● Items listed in a dataset
**********
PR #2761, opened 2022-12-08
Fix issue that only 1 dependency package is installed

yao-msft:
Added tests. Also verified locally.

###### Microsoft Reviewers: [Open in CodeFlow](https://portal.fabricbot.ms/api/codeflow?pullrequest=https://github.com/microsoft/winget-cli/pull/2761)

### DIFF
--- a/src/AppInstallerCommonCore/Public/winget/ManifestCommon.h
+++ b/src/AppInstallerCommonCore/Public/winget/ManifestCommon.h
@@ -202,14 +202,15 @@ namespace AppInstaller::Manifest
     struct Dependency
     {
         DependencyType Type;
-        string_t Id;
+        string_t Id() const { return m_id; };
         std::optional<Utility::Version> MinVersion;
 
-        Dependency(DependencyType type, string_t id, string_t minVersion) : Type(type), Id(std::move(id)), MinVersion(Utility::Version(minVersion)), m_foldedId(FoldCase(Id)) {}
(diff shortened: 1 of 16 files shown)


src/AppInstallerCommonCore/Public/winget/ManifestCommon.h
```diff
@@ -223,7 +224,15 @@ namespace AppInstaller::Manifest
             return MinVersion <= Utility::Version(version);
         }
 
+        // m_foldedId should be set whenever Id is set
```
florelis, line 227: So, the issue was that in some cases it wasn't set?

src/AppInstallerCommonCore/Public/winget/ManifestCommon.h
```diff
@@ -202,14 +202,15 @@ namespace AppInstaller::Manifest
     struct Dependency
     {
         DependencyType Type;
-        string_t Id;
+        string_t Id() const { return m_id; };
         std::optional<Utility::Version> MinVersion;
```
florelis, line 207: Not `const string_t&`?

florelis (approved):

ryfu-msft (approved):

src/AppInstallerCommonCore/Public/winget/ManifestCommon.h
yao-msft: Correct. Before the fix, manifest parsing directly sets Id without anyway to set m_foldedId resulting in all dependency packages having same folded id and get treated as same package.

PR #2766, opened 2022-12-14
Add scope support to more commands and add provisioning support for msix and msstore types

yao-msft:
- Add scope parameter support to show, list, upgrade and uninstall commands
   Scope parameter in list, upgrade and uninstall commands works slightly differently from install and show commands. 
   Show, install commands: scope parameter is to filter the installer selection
**********
● EXERCISE
What lines above contain "package"? Copy them out.

● RESULT BELOW
Fix issue that only 1 dependency package is installed
yao-msft: Correct. Before the fix, manifest parsing directly sets Id without anyway to set m_foldedId resulting in all dependency packages having same folded id and get treated as same package.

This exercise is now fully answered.